Kommentar: Große Koalition, kleine Lösungen

"Mehr Freiheit, um den Schwachen zu helfen" - das war das Ziel der großen Koalition. Aber sie ist behäbig und hat keine Antworten auf soziale Fragen.

Große Koalitionen bedeuten große Lösungen. So sprachen die Optimisten zum Antritt der schwarz-roten Regierung im Herbst 2005. Heute weiß jedes Kind: Diese große Koalition bedeutet in der Regel keine Lösung; wenn es gut läuft, produziert sie kleine Lösungen.

Die Maßnahmen, die die Regierung zur Beseitigung der katastrophalen Zustände im Pflegewesen und zur Eindämmung ausbeuterischer Zustände auf dem Arbeitsmarkt anbietet, liegen irgendwo zwischen kleine und keine Lösung.

Das Bemerkenswerteste ist noch die Bereitschaft der SPD, den Nichtkompromiss beim Mindestlohn nicht mehr schönzureden. Vizekanzler Müntefering betrachtet das Ergebnis mit einer "Mischung aus Empörung und Zorn". Lafontaine lässt grüssen. Die Ursache für dieses leidenschaftlose Herumdoktern der großen Koalition auf zentralen gesellschaftlichen Konfliktfeldern liegt jedoch nicht etwa in wachsenden Meinungsverschiedenheiten zwischen Merkel und Müntefering. Auch die Tatsache, dass die innenpolitische Angela Merkel zuerst als CDU-Vorsitzende und erst dann als Kanzlerin agiert, ist für diesen rasenden Stillstand nicht verantwortlich. Der Grund ist einfacher und wiegt zugleich schwerer: Die soziale Frage in all ihrer Komplexität - von Sozial-, über Gesundheits-, bis hin zu Familien- und Bildungspolitik - hat sich auf der politischen Agenda nach vorn katapultuiert.

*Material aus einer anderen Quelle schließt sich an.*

PR #13, opened 2013-05-02
REVIEW ONLY: Create new Discovered Hosts using a new route

GregSutcliffe:
Don't merge this yet - the change to extra/discover_host will affect current RC users. We'll do a new release of rc3 when we merge this.

### DIFF
--- a/README.build_iso.md
+++ b/README.build_iso.md
@@ -1,0 +1,32 @@
+# Building an ISO
+
+This document assumes you have already run the rake task for building the discovery
+boot image (see main README). As such, you should already have:
+
+    ./discovery_image/vmlinuz
+    ./discovery_image/initrd.gz
+    /tmp/tcl.iso
+
+Now you wish to build an ISO of these files.
+
+# Dependencies
+
+You'll need `genisoimage`
+
+# Procedure
+
+    mkdir newiso
+    sudo mount /tmp/tcl.iso /mnt -oloop
+    cp -r /mnt/boot newiso
+    sudo umount /mnt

Weder Union noch SPD haben bislang eine Antwort darauf gefunden. Der Maßstab dafür ist nicht etwa die Sehnsucht nach dem "großen Wurf", sondern nur das von der Koalition selbst gesetzte Ziel. "Mehr Freiheit" hatte sie versprochen, um "den Schwachen" zu helfen. Die Verweigerung eines Mindestlohnes bedeutet das Gegenteil: Mehr als eine Million Menschen wird weiterhin nur Hungerlöhne zwischen drei und fünf Euro verdienen. Das bedeutet Armut - trotz Arbeit. Die Herausforderungen der sozialen Frage zermahlen CDU, CSU und SPD die letzten Reste ihrer Identität. Deswegen klammern sich die drei Parteien so aneinander. Dabei ist ihr Bündnis schon längst nur noch eine Koalition des Übergangs. 2009, spätestens 2013 kann eine Regierung im neuen Fünfparteiensystem nur noch mit der Linken gebildet werden - oder gegen sie.